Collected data
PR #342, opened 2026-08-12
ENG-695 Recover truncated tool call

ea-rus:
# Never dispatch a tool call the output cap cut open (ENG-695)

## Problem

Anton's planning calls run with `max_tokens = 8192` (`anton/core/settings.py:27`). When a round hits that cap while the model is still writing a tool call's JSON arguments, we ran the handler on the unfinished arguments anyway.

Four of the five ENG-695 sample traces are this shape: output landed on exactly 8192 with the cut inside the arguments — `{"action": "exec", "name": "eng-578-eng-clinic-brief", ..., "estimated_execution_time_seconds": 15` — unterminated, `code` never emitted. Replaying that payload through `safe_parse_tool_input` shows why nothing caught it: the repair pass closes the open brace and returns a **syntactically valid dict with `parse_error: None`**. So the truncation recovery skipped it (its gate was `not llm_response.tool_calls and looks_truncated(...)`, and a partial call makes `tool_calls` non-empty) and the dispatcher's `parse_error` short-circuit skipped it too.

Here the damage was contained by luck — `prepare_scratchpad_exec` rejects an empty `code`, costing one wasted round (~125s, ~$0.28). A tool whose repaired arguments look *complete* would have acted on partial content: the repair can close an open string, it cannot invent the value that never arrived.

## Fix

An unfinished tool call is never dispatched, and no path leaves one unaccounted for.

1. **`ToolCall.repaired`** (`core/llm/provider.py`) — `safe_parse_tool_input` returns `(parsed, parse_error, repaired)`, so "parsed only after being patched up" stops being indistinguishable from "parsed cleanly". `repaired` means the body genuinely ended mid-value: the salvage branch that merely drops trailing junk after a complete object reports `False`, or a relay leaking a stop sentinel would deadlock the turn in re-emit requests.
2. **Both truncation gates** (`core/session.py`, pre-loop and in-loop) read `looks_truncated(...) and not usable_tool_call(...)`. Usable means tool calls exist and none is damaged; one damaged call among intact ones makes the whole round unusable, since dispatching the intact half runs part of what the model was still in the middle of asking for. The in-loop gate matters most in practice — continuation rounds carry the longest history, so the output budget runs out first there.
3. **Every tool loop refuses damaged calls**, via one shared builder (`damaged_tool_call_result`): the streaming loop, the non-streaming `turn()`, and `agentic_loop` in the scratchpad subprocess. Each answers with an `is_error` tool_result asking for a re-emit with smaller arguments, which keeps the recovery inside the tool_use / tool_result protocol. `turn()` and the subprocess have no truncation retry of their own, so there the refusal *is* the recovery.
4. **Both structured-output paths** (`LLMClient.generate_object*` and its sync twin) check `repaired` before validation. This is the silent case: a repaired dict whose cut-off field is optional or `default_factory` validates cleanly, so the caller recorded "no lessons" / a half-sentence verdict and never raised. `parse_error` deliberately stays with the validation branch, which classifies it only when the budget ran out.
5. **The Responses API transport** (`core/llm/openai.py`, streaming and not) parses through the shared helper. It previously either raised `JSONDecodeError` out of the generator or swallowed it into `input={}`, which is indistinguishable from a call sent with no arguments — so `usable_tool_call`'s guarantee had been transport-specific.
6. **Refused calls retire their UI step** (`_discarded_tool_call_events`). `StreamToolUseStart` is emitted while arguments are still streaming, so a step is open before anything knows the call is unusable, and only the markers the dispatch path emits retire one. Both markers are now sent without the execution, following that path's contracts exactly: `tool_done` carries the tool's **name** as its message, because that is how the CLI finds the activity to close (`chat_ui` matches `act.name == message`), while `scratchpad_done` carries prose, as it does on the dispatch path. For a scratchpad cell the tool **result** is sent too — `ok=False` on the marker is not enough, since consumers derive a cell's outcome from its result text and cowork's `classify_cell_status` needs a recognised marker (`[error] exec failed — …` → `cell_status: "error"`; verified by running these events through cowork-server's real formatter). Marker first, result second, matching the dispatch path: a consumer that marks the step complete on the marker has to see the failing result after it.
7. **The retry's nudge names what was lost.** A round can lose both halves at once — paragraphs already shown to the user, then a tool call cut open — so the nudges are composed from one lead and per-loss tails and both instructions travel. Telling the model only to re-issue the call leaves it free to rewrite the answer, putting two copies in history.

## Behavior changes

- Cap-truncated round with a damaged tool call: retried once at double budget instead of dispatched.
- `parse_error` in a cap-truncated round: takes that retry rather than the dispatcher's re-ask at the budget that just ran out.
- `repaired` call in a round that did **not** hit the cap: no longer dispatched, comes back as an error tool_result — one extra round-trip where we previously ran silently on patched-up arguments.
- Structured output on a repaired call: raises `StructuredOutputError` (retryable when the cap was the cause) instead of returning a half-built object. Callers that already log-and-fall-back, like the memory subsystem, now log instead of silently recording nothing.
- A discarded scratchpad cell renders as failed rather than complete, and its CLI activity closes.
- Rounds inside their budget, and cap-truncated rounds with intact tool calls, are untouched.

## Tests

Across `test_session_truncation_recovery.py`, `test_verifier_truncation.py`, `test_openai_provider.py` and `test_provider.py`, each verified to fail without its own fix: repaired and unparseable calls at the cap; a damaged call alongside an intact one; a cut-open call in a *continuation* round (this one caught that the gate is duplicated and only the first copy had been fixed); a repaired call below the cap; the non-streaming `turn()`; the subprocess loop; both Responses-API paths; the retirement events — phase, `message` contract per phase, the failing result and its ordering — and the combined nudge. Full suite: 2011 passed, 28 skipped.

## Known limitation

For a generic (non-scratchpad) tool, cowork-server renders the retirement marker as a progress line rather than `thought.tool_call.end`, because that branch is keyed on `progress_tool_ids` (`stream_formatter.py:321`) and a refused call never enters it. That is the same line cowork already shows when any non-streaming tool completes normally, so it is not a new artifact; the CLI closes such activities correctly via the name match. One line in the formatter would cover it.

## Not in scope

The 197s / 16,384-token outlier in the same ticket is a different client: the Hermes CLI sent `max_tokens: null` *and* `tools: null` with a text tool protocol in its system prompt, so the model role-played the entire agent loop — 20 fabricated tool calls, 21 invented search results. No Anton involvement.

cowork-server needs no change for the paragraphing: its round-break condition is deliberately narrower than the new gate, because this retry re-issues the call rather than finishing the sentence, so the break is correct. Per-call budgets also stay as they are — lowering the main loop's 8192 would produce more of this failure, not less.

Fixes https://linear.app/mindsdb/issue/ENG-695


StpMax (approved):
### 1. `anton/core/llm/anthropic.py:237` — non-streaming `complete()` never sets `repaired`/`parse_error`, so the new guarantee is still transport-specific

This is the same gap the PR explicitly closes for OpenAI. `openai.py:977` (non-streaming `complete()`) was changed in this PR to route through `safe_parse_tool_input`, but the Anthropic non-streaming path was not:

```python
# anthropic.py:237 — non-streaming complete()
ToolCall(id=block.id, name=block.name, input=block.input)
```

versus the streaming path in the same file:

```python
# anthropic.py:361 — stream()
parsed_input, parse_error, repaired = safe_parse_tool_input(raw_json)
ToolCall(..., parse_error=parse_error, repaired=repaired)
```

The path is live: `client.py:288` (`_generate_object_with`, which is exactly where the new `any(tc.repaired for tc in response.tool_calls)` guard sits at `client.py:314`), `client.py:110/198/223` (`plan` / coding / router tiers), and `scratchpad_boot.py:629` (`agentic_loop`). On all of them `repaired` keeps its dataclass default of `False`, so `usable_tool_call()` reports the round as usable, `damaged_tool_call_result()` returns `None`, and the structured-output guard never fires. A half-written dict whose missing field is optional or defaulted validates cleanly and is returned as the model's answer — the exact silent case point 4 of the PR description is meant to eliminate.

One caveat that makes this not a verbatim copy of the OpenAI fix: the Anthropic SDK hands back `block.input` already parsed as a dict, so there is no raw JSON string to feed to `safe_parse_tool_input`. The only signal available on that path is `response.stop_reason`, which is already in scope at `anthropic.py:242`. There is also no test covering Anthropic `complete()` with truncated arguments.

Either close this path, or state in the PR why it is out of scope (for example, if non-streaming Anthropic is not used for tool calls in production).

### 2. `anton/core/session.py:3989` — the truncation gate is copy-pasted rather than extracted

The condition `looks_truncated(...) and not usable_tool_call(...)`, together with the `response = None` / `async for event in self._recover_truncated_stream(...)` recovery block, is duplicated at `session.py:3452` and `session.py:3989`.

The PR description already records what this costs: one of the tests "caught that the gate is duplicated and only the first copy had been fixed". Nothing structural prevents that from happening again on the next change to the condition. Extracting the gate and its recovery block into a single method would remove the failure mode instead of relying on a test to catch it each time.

:: Problem description ::
Scan the entries and show every line in which the word "indistinguishable" is found.

:: Task response ::
1. **`ToolCall.repaired`** (`core/llm/provider.py`) — `safe_parse_tool_input` returns `(parsed, parse_error, repaired)`, so "parsed only after being patched up" stops being indistinguishable from "parsed cleanly". `repaired` means the body genuinely ended mid-value: the salvage branch that merely drops trailing junk after a complete object reports `False`, or a relay leaking a stop sentinel would deadlock the turn in re-emit requests.
5. **The Responses API transport** (`core/llm/openai.py`, streaming and not) parses through the shared helper. It previously either raised `JSONDecodeError` out of the generator or swallowed it into `input={}`, which is indistinguishable from a call sent with no arguments — so `usable_tool_call`'s guarantee had been transport-specific.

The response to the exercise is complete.